Variations in the isotopic compositions of oxygen, hydrogen, and carbon in the near-surface environment of Mars are likely influenced by condensation, evaporation, and sublimation of major volatile species (H 2O, CO 2). We present here an experimental study of the fractionations of 18O/ 16O and 13C/ 12C ratios between CO 2 ice and vapor at conditions relevant to the present near-surface of Mars; these experiments constrain isotopic variations generated by the current Martian CO 2 condensation/sublimation cycle. Oxygen-isotope fractionation between ice and vapor (Δ ice-vapor = 1000 · ln ([ 18O ice/ 16O ice] / [ 18O vapor/ 16O vapor]) varies approximately linearly vs. 1/T between temperatures of 150 and 130 K (from 4.2 and 7.5 ‰, respectively). Carbon isotopes are unfractionated (Δ 13C ice-vapor ≤ 0.2‰) at temperatures ≥ 135 K and only modestly fractionated (Δ 13C ice-vapor ≤ 0.4‰) at temperatures between 135 and 130 K. Martian atmospheric volumes that are residual to high extents of condensation (i.e., at high latitudes during the winter) may vary in δ 18O by up to tens of per mil, depending on the scales and mechanisms of ice/vapor interaction and atmospheric mixing.
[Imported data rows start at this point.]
PR #4184, opened 2026-03-31
feat(4183): allow to disable Dynamic LocalPV provisioner in Helm chart

### LINKED ISSUE #4183: Allow to disable the dynamic-localpv provisioner in the Helm chart
## Description

The Helm chart forces installation of the dynamic-localpv provisioner, most likely because it is used to allocate e.g. etcd volumes. However, the admin may want to use another existing storage class for this purpose, and not enable the dynamic-localpv provisioner.

## Context

The admin wants to keep their Kubernetes installation minimal and avoid installing unnecessary components.

## Possible Solution

Add a condition to the sub chart so setting value `engines.local.dynamic.enabled=false` disables the provisioner.

jochenseeber:
Fixes #4183

### DIFF
--- a/charts/values.yaml
+++ b/charts/values.yaml
@@ -93,6 +93,9 @@ engines:
       # Disabled by default since rawfile is not marked as stable yet.
       # -- Enable/Disable LocalPV Rawfile Storage Engine
       enabled: false
+    hostpath:
+      # -- Enable/Disable Dynamic LocalPV Provisioner
+      enabled: true
   replicated:
     mayastor:
       # -- Enable/Disable Replicated PV Mayastor Storage Engine
--- a/charts/Chart.yaml
+++ b/charts/Chart.yaml
@@ -28,6 +28,7 @@ dependencies:
   - name: localpv-provisioner
     version: 4.5.0-develop
     repository: "https://openebs.github.io/dynamic-localpv-provisioner"
+    condition: engines.local.hostpath.enabled
   - name: zfs-localpv
     version: 2.10.0-develop
     repository: "https://openebs.github.io/zfs-localpv"
--- a/charts/templates/_validation.tpl
+++ b/charts/templates/_validation.tpl
@@ -1,0 +1,48 @@
+{{/* vim: set filetype=mustache: */}}
+
+{{/*
+Validate that localpv-dependent components are not configured to create
+StorageClasses when the Dynamic LocalPV Provisioner is disabled.
+
+Usage:
+  {{ include "openebs.validate.localpv" . }}
+*/}}
+{{- define "openebs.validate.localpv" -}}
+{{- if not .Values.engines.local.hostpath.enabled -}}
+  {{- if and .Values.loki.enabled .Values.loki.localpvScConfig.enabled -}}
+    {{- fail `
+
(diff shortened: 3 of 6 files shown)


charts/values.yaml
```diff
@@ -93,6 +93,9 @@ engines:
       # Disabled by default since rawfile is not marked as stable yet.
       # -- Enable/Disable LocalPV Rawfile Storage Engine
       enabled: false
+    dynamic:
```
tiagolobocastro: Should this be `hostpath`?
CC @niladrih @Abhinandan-Purkait

niladrih: I think it should be hostpath.

Abhinandan-Purkait: Yes, I think so

Abhinandan-Purkait: ~But why do we want to disable this?~

Abhinandan-Purkait (approved):

niladrih (approved):
I like it. I'm going to advise that we hold off merge till we verify the install behaviour manually. But, the implementation looks solid from what I can see.

charts/values.yaml
tiagolobocastro: @jochenseeber could you please update this to `hostpath` ?

jochenseeber: Will do. Give me until Monday.

tiagolobocastro: Sure @jochenseeber, no pressure, and thank you for contributing!

tiagolobocastro:
> I like it. I'm going to advise that we hold off merge till we verify the install behaviour manually. But, the implementation looks solid from what I can see.

@niladrih  have you checked this, are we good to merge?

niladrih (commented):
@jochenseeber -- One more comment. There's a pre-upgrade hook Job which is required for helm upgrades from v3.x to v4.y. That should be disabled if localpv-provisioner is disabled. Simply wrapping it in an `if` block should work.
https://github.com/openebs/openebs/blob/develop/charts/templates/pre-upgrade-hook.yaml

krishnaGajabi:
Just checking , should'nt this changes be in mayastor-extensions repo first?
cc @niladrih/ @tiagolobocastro / @Abhinandan-Purkait

tiagolobocastro:
> @jochenseeber -- One more comment. There's a pre-upgrade hook Job which is required for helm upgrades from v3.x to v4.y. That should be disabled if localpv-provisioner is disabled. Simply wrapping it in an `if` block should work. https://github.com/openebs/openebs/blob/develop/charts/templates/pre-upgrade-hook.yaml

@jochenseeber could you please take a look at this?

niladrih:
We cannot update the branch with a merge commit, as that doesn't carry a DCO.

niladrih:
@Mergifyio squash

Abhinandan-Purkait:
@mergifyio squash

Abhinandan-Purkait:
@mergifyio squash

tiagolobocastro:
@mergify squash

tiagolobocastro:
@mergify squash

tiagolobocastro:
@mergify squash

niladrih:
These changes are included #4211. The commit from this PR was moved to 4211 because the merge update doesn't carry a DCO on it. Closing this PR.

PR #1530, opened 2016-02-13
Tell people mongod failure could be due to low disk free

paulproteus:
Having a better log message could have helped @sanderant debug this without assistance, I believe.

We found ~350MB triggered the error case, but 500MB free resulted in success.

Requesting review/merge from @kentonv

### DIFF
--- a/docs/administering/faq.md
+++ b/docs/administering/faq.md
@@ -313,3 +313,23 @@ not by a member of the Sandstorm team. If you want to run your own wildcard DNS 
 xip.io inside your own organization, you can do so by [downloading
 xipd](https://github.com/sstephenson/xipd) which Sam generously licenses as open source software.
 You can also set up your own `*.sandstorm.example.com` subdomain within your organization's domain.
+
+## mongod failed to start. What's going on?
+
+If your Sandstorm server isn't working, and you find this text in `/opt/sandstorm/var/log/sandstorm.log`:
+
+```
+**mongod failed to start. Initial exit code: 100, bailing out now.
+```
+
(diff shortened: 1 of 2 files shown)


kentonv:
Note that this kind of hint, when it turns out to be wrong, leads to confusion. Would it make sense to link to some troubleshooting docs instead, where we could list multiple possible reasons for the problem?

paulproteus:
I don't think it's ever really been wrong before, and it wasted about half a day of my life personally. I am willing to write a quick troubleshooting doc note, though.

This commit adds it, and links to it by search query, so that if we move it around, we'll still be in good shape. @kentonv requesting your review/merge.

kentonv:
We've definitely seen Mongo fail for other reasons in the past (locale issues, unclean shutdown, etc. -- things we've fixed, but it has happened).

It occurs to me that we should really note somewhere that Mongo's true error message can be found in `/opt/sandstorm/var/log/mongo.log`. Might even be worth mentioning directly in the run-bundle.c++ error message, in addition to the docs.

Feel free to make whatever English text changes you deem appropriate and then click merge.

paulproteus:
@kentonv thanks for your feedback; you are totally right that we've seen other Mongo issues in the past.

I've adjusted the docs text to de-emphasize disk space, remarking it's just one option, and to point people to the Mongo log. I've also added a note about mongo.log to the `run-bundle.c++` error message; mega +1 on pointing people to the Mongo log file.

I'll let Jenkins test these, then self-merge. Any further feedback on the text is welcome, from you or others.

Precise (i.e., per mil level) examination of the Martian atmosphere or ices could be used as a tool for examining the Martian climate; at present such precision is only likely to be had from laboratory study of returned samples or substantial advances in the performance of mass spectrometers on landers and/or orbital spacecraft. Oxygen-isotope fractionations accompanying the CO 2 condensation/sublimation cycle may play a significant role in the oxygen-isotope geochemistry of secondary phases formed in SNC meteorites, in particular as a means of generating 18O-depleted volatile reservoirs.